Er klonk een korte stilte. Kraaien landden in de bomen, en bestudeerden het gezelschap dat zich op de open vlakte bevond met een behoedzame nieuwsgierigheid.
Kat schudde haar hoofd. 'Nee. Ik weet dat je plannen idioot zijn, maar dit gaat te ver. Ze is een prinses! Ze gaat ons echt niet helpen.'
'Hoezo niet?' Caelum glimlachte zelfverzekerd. Hij streek zijn gewaad glad. 'Ik heb vernomen dat Alice veel ruzie met haar vader heeft, de laatste tijd.'
'Dat zegt niet dat ze meedoet aan een missie om hem te vermoorden!'
'Dat betwijfel ik.'
Kat begon te ijsberen. Het natte gras zwiepte tegen haar laarzen.
'We kunnen Alice hier niet voor gebruiken.' zei ze.
'Kat, dit plan gaat werken, geloof me.' hij zette een stap naar haar toe. 'Alsjeblieft.'
Ze zuchtte en sloeg haar armen over elkaar. 'Ik kan je toch niet op andere gedachten brengen, of wel?'
'Nee.'
De zon liet zich niet zien. Stapelwolken hingen boven het landschap, als een beschermende koepel. De dauw was te ruiken in de lucht. Een doorzichtige mist drong tussen hun voeten door. Kat staarde ernaar. Ze kwamen steeds dichter bij Noord-Ravendal, dat was te voelen aan de energie die om hen heen hing. Ze huiverde en sloeg haar mantel dichter om zich heen.
'Prima.' zei ze. 'Maar ik denk niet dat het gaat lukken.'
'Bedankt.'
Nu het besluit was genomen kwam Caelum in actie.
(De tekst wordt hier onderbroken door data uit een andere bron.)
PR #460, opened 2026-07-29
feat(runway): git-backed merger with REBASE

behinddwalls:
### Why?

Runway's `merger` extension has had exactly one implementation — `noop`, which always succeeds. Nothing actually merges anything. This lands the first real backend: a `Merger` driven by the `git` CLI against a local checkout.

It ships REBASE only. The strategy-specific apply paths are small and independent, but the machinery underneath them — the pinned git runtime, object resolution, the reset/apply/push cycle, contention retry, dry-run discard, conflict classification — is shared and is the bulk of what needs review. Landing it with one strategy keeps that review separable from the per-strategy mechanics that follow in this stack.

### What?

Adds `runway/extension/merger/git`.

**A change is a range of commits, not a commit.** A change URI pins a pull request to a single head SHA, but a pull request is routinely several commits. Applying the head alone applies only that commit's diff against its own parent: it conflicts against context its predecessors would have established, or — when the commits touch different files — succeeds while silently dropping everything before the head. So the unit replayed is the range from the change's merge base with the target up to its head. A change already contained in the target has an empty range and is a no-op, which is what keeps redelivery idempotent.

A range runs through git's sequencer, which changes the control flow versus a single pick: the operation stops on a commit it declines and `--skip` advances to the next rather than ending. Two kinds of commit stop it harmlessly — one already present on the target, and one that was empty to begin with — and both are skipped. Anything else is a real conflict, and the in-progress pick is aborted so the checkout stays usable. The commits an apply produced are read back off the checkout rather than tracked per-invocation, which stays correct when the sequencer drops some.

**Referenced commits are guaranteed present before anything is applied.** The default fetch refspec is `+refs/heads/*`, which does not cover a provider's change refs: a pull request head never also pushed as a branch — the normal case for a fork — is simply absent, and the apply then fails with git's "bad object", indistinguishable from a conflict. Every commit the request names is now fetched and verified up front, for all steps, so an unusable request fails without having mutated the checkout. Commits are requested by SHA (relying on the server serving a want for a reachable-but-unadvertised object, which github.com allows), falling back to the provider's canonical ref, with deployment-supplied refspecs as a last resort. Neither fetch is shallow — the range needs ancestry.

A commit a *reachable* remote cannot supply is terminal; a remote that will not answer stays retryable. The first is a property of the request, the second a property of the moment.

**One seam for change providers.** Every URI is reduced to the only three things the merger needs — the commit to apply, the ref the provider publishes it under, and a label for synthesized messages. `github://` and `git://` are supported; an unrecognized scheme is terminal. Adding a provider is one case in that mapping rather than a change to any apply path.

**Optional staleness check.** Fetching by SHA guarantees the merger applies exactly the commit the URI names, not that it is still the change's head — a force-push leaves the superseded commit fetchable on most hosts. When enabled, each change's canonical ref is read (one ref advertisement, no object transfer) and a mismatch is terminal.

**Atomicity, contention, dry run.** Nothing reaches the remote until the final push. If the push is rejected because the remote tip moved, the whole reset/apply/push cycle retries up to a bounded number of attempts. `CheckMergeability` runs the identical apply path but never pushes, then resets and reports empty outputs, committing intermediate steps locally so a multi-step check sees the same conflict surface a real merge would.

**Runtime hygiene.** Every invocation uses an explicitly pinned git runtime and a scrubbed environment — no system or global config, no interactive prompts. That leaves no ambient identity, so the committer is injected per-invocation.

`isConcreteStrategy` currently admits only REBASE; SQUASH_REBASE, MERGE and PROMOTE are rejected as invalid requests until their apply paths land later in this stack. The merger is not wired into the server yet, so this adds no production behavior.

## Test Plan

✅ `bazel test //runway/...` — 6/6 targets pass, including the new `//runway/extension/merger/git` suite (40s)

The suite drives a real git binary against throwaway repositories. Beyond the single-commit cases (stacked URIs, already-landed changes, multi-step requests, conflicts, checkout recovery, contention retry, give-up after max attempts, DEFAULT resolution, dry runs), it covers what this change is actually about: a multi-commit change expressed as **one** URI for both disjoint and overlapping edits, a partially-landed change, an empty commit inside a range, a conflict inside a range leaving no sequencer state behind, stacked multi-commit changes not duplicating each other's commits, a head reachable only via its pull-request ref, an unavailable commit classified as invalid rather than conflicting, the staleness check on and off, and provider resolution across schemes.

The regression tests were verified to fail against head-only picking: reverting just that line fails 5 of them, and they pass with the range applied.

## Stack
1. #459
1. @ #460
1. #461
1. #462
1. #463
1. #476
1. #477

### DIFF
--- a/runway/extension/merger/git/git_merger.go
+++ b/runway/extension/merger/git/git_merger.go
@@ -1,0 +1,800 @@
+// Copyright (c) 2025 Uber Technologies, Inc.
+//
+// Licensed under the Apache License, Version 2.0 (the "License");
+// you may not use this file except in compliance with the License.
+// You may obtain a copy of the License at
+//
+//     http://www.apache.org/licenses/LICENSE-2.0
+//
+// Unless required by applicable law or agreed to in writing, software
+// distributed under the License is distributed on an "AS IS" BASIS,
+// WITHOUT WARRANTIES OR CONDITIONS OF ANY KIND, either express or implied.
+// See the License for the specific language governing permissions and
+// limitations under the License.
+
+// Package git is a Merger implementation backed by a local git checkout. It
+// applies a MergeRequest's ordered steps onto a target branch, honoring each
+// step's merge strategy, and (for a committing Merge) pushes the result.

Hij zei Altar dat hij de prinses in de gaten moest houden, en dat hij contact moest houden. Ook begon hij de benodigdheden voor de reis naar het Nachtwoud in te pakken.
'Mara Arbor is een reiziger.' zei hij, terwijl hij het eten in een tas propte. 'Ze zal niet lang in het Nachtwoud blijven. We moeten opschieten.'
Nox zweeg. Hij nam de gebeurtenissen slechts in zich op. Het was een oude gewoonte, die hij niet graag losliet. Hij bestudeerde mensen. Hij wilde hun zwakten en hun krachten kennen.
Maar bij deze wezens lukte dat hem niet.
Kat had overduidelijk geheimen, maar ze zweeg erover. En Caelum had er misschien nog wel meer. Maar hij verborg zich achter een glimlach, zoals velen dat deden.
En Altar. Wat was hij? Had hij geheimen? Nox kon hem niet inschatten. Het frustreerde hem.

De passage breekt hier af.